=== GIVEN DATA ===

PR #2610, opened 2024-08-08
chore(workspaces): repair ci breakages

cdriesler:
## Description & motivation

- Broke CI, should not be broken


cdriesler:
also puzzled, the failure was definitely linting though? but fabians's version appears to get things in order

===

▸ WHAT THE TASK ASKS
Please output all the lines above exactly as given.

▸ SOLUTION TO THIS TASK
PR #2610, opened 2024-08-08
chore(workspaces): repair ci breakages

cdriesler:
## Description & motivation

- Broke CI, should not be broken


cdriesler:
also puzzled, the failure was definitely linting though? but fabians's version appears to get things in order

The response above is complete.